Who Has the Right to See Clinical Trial Data?

October 30, 2019
Peter O'Donnell
Applied Clinical Trials

After a court case rehashes the issue of excessive secrecy in trial data, drug firms maintain their objections over releasing data on their products.

That longstanding concern among European academics and health activists about what they see as excessive secrecy over clinical trial data is back. It has been prompted by a court case that looks as if it may reinforce rather than relax confidentiality of trial results. 

Among a number of current battles in the European Union’s senior court, where the European Medicines Agency is fighting off drug firms’ objections to release of data on their products, one of the court’s principal advisers has suggested that transparency is going too far in one case. If his opinion is adopted by the full court, it could mark the turning of a tide which has been rising for a decade and more.

The case in point is an appeal by PTC Therapeutics International against EMA’s planned release of a clinical study report on its Translarna, an orphan drug to treat Duchenne Muscular Dystrophy. The company maintains that release compromises its commercial interests-particularly since the request for the information came from another pharmaceutical company. In an initial opinion-which still has to be reviewed by the court- Gerard Hogan, the leading Irish judge at the court, considers that disclosure of the report is not without risk to the company’s commercial interests. He noted that the company requesting the data “is or might be a competitor”, and he questioned what has become something of a general presumption by the court that clinical study reports should be disclosed.

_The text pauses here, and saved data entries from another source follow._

PR #551, opened 2025-09-19
Workspace dependencies do not include zingolib.

fluidvanadium:
Move zingolib out of workspace dependency so that it cannot accidentally became a production dependency.

## Motivation

Cleaning the dependency tree as requested by Str4d, pacu, and nuttyc0m. Including Issue 480

## Partial Solution

Zingolib is not a dependency in Zaino whenever it can be avoided. Todayz PR demonstrates that this concern is taken care of, and enforces that it cannot revert.

### Tests

See follow-up work

https://hackmd.io/wcqYQAHJRxiaYx60ExIDOQ

### Follow-up Work

Setting up nightly CI cargo hack

### PR Checklist

- [x] The solution is tested.

### DIFF
--- a/integration-tests/Cargo.toml
+++ b/integration-tests/Cargo.toml
@@ -7,6 +7,7 @@ homepage = { workspace = true }
 edition = { workspace = true }
 license = { workspace = true }
 version = { workspace = true }
+publish = false
 
 [dependencies]
 # Test utility
--- a/integration-tests/Cargo.toml
+++ b/integration-tests/Cargo.toml
@@ -18,7 +18,10 @@ zaino-state = { workspace = true, features = ["bench"] }
 zebra-chain.workspace = true
 zebra-state.workspace = true
 zebra-rpc.workspace = true
-zingolib = { workspace = true }
+zingolib = { git = "https://github.com/zingolabs/zingolib.git", tag = "2.0.0-beta2", features = [
+    "test-elevation",
+] }
+
 core2 = { workspace = true }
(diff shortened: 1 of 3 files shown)


zancas:
The way to think about this is that it's mostly beneficial for external consumers, and mostly costly for internal developers.

zancas (commented):
#480 is merged, a follow on issue #561 tracks future work, #561 discusses the tradeoffs implied by this approach.

integration-tests/Cargo.toml
```diff
@@ -18,7 +19,10 @@ zaino-state = { workspace = true, features = ["bench"] }
 zebra-chain.workspace = true
 zebra-state.workspace = true
 zebra-rpc.workspace = true
-zingolib = { workspace = true }
+zingolib = { git = "https://github.com/zingolabs/zingolib.git", tag = "2.0.0-beta2", features = [
```
zancas, line 24: What happens if the version in integrations-tests and zaino-testutils diverge?

You could prevent this by re-exporting from zaino-testutils, and consuming the re-export in integration-tests...

zancas (dismissed):

integration-tests/Cargo.toml
zancas: I am opening up a folow-up  PR that includes augmentations that I think make this work better.

zancas (approved):
Nice work @fluidvanadium!  I am opening a follow-up PR with some augmentations.

PR #553, opened 2025-09-19
run autoinherit and machete

zancas:
## Motivation

Having multiple versions of the same crate in a single workspace is a significant source if bugs.   Moreover by unifying dependency policy to a single source of truth we reduce the possibility of version skew.

In this case I discovered that there were 2 versions of zcash_protocol specified one in the workspace, and another in zaino-testutils!!

## Solution

Use the **cargo autoinherit** tool.

This unifies polciy into the workspace level crate.

### Tests

If the current set on dev pass, that's sufficient for this dependency related PR.

### Follow-up Work

Once dependencies are unified it will be easier to know that updates in a single place have the same effect across the workspace.

### PR Checklist

### DIFF
--- a/Cargo.lock
+++ b/Cargo.lock
@@ -973,16 +973,6 @@ dependencies = [
 ]
 
 [[package]]
-name = "ctrlc"
-version = "3.4.7"
-source = "registry+https://github.com/rust-lang/crates.io-index"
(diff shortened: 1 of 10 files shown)


zancas:
Superceded.

PR #557, opened 2025-09-19
chore(`integration-tests`): mark as private

dorianvp:
## Motivation

Explicitly mark crates that are not supposed to be released as private.

## Solution

A `publish = false` should do. This also hooks up with future CI checks when we do releases.


zancas (commented):
I like this!  I want Ala to review so she stays in the loop.

zancas (approved):

PR #560, opened 2025-09-20
Depend on zingolib 2 0 7 testvectors

zancas:
As can be seen here, the older version of zingolib brought older versions of zcash crates in as dependencies of zaino-testutils:

skews

The new version of zingolib 2.0.7 depends on some variant of zcash_protocol 0.6.1


zancas:
All lints and the CLT pass locally.

Oscar-Pepper (changes requested):
I'm not sure whats going on here but according to current dev the git diff is wrong. Dev does not have a `zingolib` dep anymore so this should show as removed by this PR. Anyways, the change i am requesting is that *all* crates in zingolib repo should be updated to this latest tag. it may also make the most sense to update our infrastructure dependency to the latest tag although infra doesnt depend on zingolib anymore so this can be done in a future PR now

Oscar-Pepper:
stale

PR #562, opened 2025-09-21
Enhance codependencies

zancas:
## Motivation

The remove codepencies feature had costs and benefits.

One cost is that a viewer of the Workspace Manifest would not realize that zingolib is used in test members, another is that it was possible to skew the versions of zingolib between the tightly couples non-published integration-tests and zaino-testutils packages.

## Solution

Couple zaino-testutil and integration-tests to a single version of zingolib with a re-export.
Add a comment to the workspace Manifest warning readers that zingolib is around.

### Tests

Yes.

This work builds on https://github.com/zingolabs/zaino/pull/551 which references relevant context.

### Follow-up Work

We're updating zingolib, and will likely make it easier to depend on it less, here.

### PR Checklist

### DIFF
--- a/Cargo.toml
+++ b/Cargo.toml
@@ -138,3 +138,6 @@ zingo-netutils = { git = "https://github.com/zingolabs/zingolib.git", tag = "2.0
 [profile.test]
 opt-level = 3
 debug = true
+
+#[workspace.dev-dependencies]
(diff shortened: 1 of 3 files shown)


zancas:
I assumed that integration-tests was referring to zingolib..  it's not, so there's no need to re-export it.

PR #563, opened 2025-09-21
Rm comment

zancas:
The refurbish StatusType PR commented out this code.   Is this code that's live?   Why is it commented out?   If it's not live, why not remove it?

If it's necessary for correct function, then why didn't a test fail when it was commented out?

### DIFF
--- a/Cargo.toml
+++ b/Cargo.toml
@@ -138,3 +138,6 @@ zingo-netutils = { git = "https://github.com/zingolabs/zingolib.git", tag = "2.0
 [profile.test]
 opt-level = 3
 debug = true
+
+#[workspace.dev-dependencies]
+# zingolib is imported in zaino-testutils!!
--- a/integration-tests/Cargo.toml
+++ b/integration-tests/Cargo.toml
@@ -20,9 +20,6 @@ zaino-state = { workspace = true, features = ["bench"] }
 zebra-chain.workspace = true
 zebra-state.workspace = true
 zebra-rpc.workspace = true
-zingolib = { git = "https://github.com/zingolabs/zingolib.git", tag = "2.0.0-beta2", features = [
-    "test-elevation",
-] }
 
 core2 = { workspace = true }
 prost = { workspace = true }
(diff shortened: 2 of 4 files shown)


zaino-state/src/status.rs
```diff
@@ -89,28 +89,6 @@ impl From<StatusType> for usize {
     }
 }
 
-/*
```
ala-mode, line 92: Yup! It was the goal to eliminate these, so removal is proper.

Cargo.toml
```diff
@@ -138,3 +138,6 @@ zingo-netutils = { git = "https://github.com/zingolabs/zingolib.git", tag = "2.0
 [profile.test]
 opt-level = 3
 debug = true
+
+#[workspace.dev-dependencies]
```
ala-mode, line 142: Though a triumph worthy of two exclamations,
we could probably get rid of these comments.

zaino-testutils/Cargo.toml
```diff
@@ -7,6 +7,7 @@ homepage = { workspace = true }
 edition = { workspace = true }
 license = { workspace = true }
 version = { workspace = true }
+publish = false
```
ala-mode, line 10: IIUC, This means the zaino-testutils package will be prevented from being published to any package registry.

ala-mode, line 10: IIUC, This means the zaino-testutils package will be prevented from being published to any package registry.

integration-tests/Cargo.toml
```diff
@@ -20,9 +20,6 @@ zaino-state = { workspace = true, features = ["bench"] }
 zebra-chain.workspace = true
 zebra-state.workspace = true
 zebra-rpc.workspace = true
-zingolib = { git = "https://github.com/zingolabs/zingolib.git", tag = "2.0.0-beta2", features = [
```
ala-mode, line 23: I'll run some tests and see that everything works..

ala-mode (commented):
Running tests...

ala-mode:
All tests pass locally, approving!

ala-mode (approved):
LGTM

PR #564, opened 2025-09-21
cargo nextest run -p zaino-state

zancas:
This doesn't work on dev, and will work after the PR lands.

### DIFF
--- a/zaino-state/Cargo.toml
+++ b/zaino-state/Cargo.toml
@@ -66,6 +66,7 @@ zingo-infra-services = { workspace = true }
 tempfile = { workspace = true }
 tracing-subscriber = { workspace = true }
 once_cell = { workspace = true }
+zaino-state = { path = ".", features = ["bench"] }
 
 [build-dependencies]
 whoami = { workspace = true }
--- a/Cargo.lock
+++ b/Cargo.lock
@@ -6023,6 +6023,7 @@ dependencies = [
  "zaino-common",
  "zaino-fetch",
  "zaino-proto",
+ "zaino-state",
  "zcash_address 0.9.0",
  "zcash_keys 0.10.1",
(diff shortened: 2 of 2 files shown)


zaino-state/Cargo.toml
```diff
@@ -66,6 +66,7 @@ zingo-infra-services = { workspace = true }
 tempfile = { workspace = true }
 tracing-subscriber = { workspace = true }
 once_cell = { workspace = true }
+zaino-state = { path = ".", features = ["bench"] }
```
ala-mode, line 69: I needed to run `cargo nextest run --all-features -p zaino-state` instead of `cargo nextest run -p zaino-state`. Should we document this?

ala-mode (approved):

zaino-state/Cargo.toml
zancas: Really?  What error did you get when you tried to run?  Can you please share that?

fluidvanadium: wfm

ala-mode: > Really? What error did you get when you tried to run? Can you please share that?

```
error[E0432]: unresolved import `crate::bench`
  --> zaino-state/src/chain_index/tests/finalised_state/migrations.rs:8:12
   |
8  | use crate::bench::BlockCacheConfig;
   |            ^^^^^ could not find `bench` in the crate root
   |
note: found an item that was configured out
  --> zaino-state/src/lib.rs:59:9
   |
59 | pub mod bench {
   |         ^^^^^
note: the item is gated behind the `bench` feature
  --> zaino-state/src/lib.rs:57:7
   |
57 | #[cfg(feature = "bench")]
   |       ^^^^^^^^^^^^^^^^^
```
...and more like this.

PR #129, opened 2015-01-19
[PIR-1113] Email of HTML output from Interactive Report loses formatting

bmorrise:


bmorrise:
@mdamour1976 Could you look at this and merge it if it is acceptable?

PR #132, opened 2015-01-20
[SP-1295][PRD-5086] - When auto-submit is off, the report parameter/prom...

SergeyTravin:
...pt panel flashes/glass pane appears.

Made changes so that the glass pane is only shown with a dark background when the report is being updated (this is the most time-taking process).
When the glass pane is shown, but only the prompt is being refreshed, it is shown transparent, achieving a less disruptive user experience.

The incremental recreation of each of the prompt's CDF controls still significantly disrupts the user experience. It looks like a slide-in effect.

* Summarising, I made two changes:
** replaced all explicit calls to show/hide the glass pane's dojo element with calls to central functions having the same code; this change is conservative of the original behaviour - a refactoring;
** then (a behaviour changing change), the new show/hide methods add logic that additionally controls the glass pane's transparency.

Detailing the changes:
* In reportviewer-prompt.js
** Created two methods in the report-viewer prompt showGlassPane and hideGlassPane whose implementation calls show/hide on the dojo element.
** Replaced all existing calls to show/hide the dojo element with calls to showGlassPane and hideGlassPane.
** Moved the call to showGlassPane in getParameterDefinition to fetchParameterDefinition.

A final ruling is not expected until late 2019 or even 2020 (the EU’s court customarily grinds small and slow), but already alarms are being sounded across the continent by advocates of greater transparency. A meeting in the European Parliament in October saw a procession of prominent healthcare activists, academics and politicians highlight the case and spell out what they saw as the risks from a judgement in the company’s favor. Michèle Rivasi, a French Green MEP with no love of the drug industry, insisted, “Public health requires transparency,” and “we, politicians, citizens and patients, cannot accept that clinical studies remain confidential, unreported or subject to trade secrets.”

Karla Soares-Weiser, Editor in Chief at Cochrane Library, which compiles studies for researchers, healthcare professionals, patients and policy makers, said the availability of clinical trial data, “is essential” because without it, “we risk to base our reviews on partial data and to exaggerate benefits of a health intervention or underestimate its possible harms.”  Jaume Vidal of the activist organization Health Action International added: “It is a shared responsibility of all involved to ensure that commercial interests do not jeopardize patient safety-curtailing access to clinical trial data would do just that.” Till Bruckner, the founder of Transparimed, which follows closely (and often critically) the reporting record of clinical trials across Europe, said the court case is “threatening a return to greater opacity.” Ancel.la Santos, senior health policy officer at European consumers bureau BEUC, said “any move that would force EMA to take a step back from its current practice would be extremely regrettable.”

And a press release issued after the parliament meeting noted that “despite the European Commission’s Clinical Trial Regulation to improve transparency and accountability entering into force in June 2014, implementation is being dogged by a lack of commitment from various quarters.”

Even EMA itself is sufficiently concerned for its recent board meeting to note formally that if the court follows the Hogan line of thinking, “EMA’s existing transparency policies would be impaired and have to be revised.” It went on to record that EMA management board members “reiterate that making available to the public most data submitted to the agency for the purpose of marketing authorizations and variations, generates trust in the EU regulatory network, broadens the scientific knowledge base, fosters the development of medicines and ultimately benefits public health.”

The trend for so long has been towards greater release of data that it has become almost axiomatic in Europe that clinical trial reports can no longer be kept from public view. Successive bouts of regulation and legislation have confirmed the direction of travel. But now the court–and in line with the court, the whole of the EU-may have to become rather more precise about defining what is and is not ripe for release.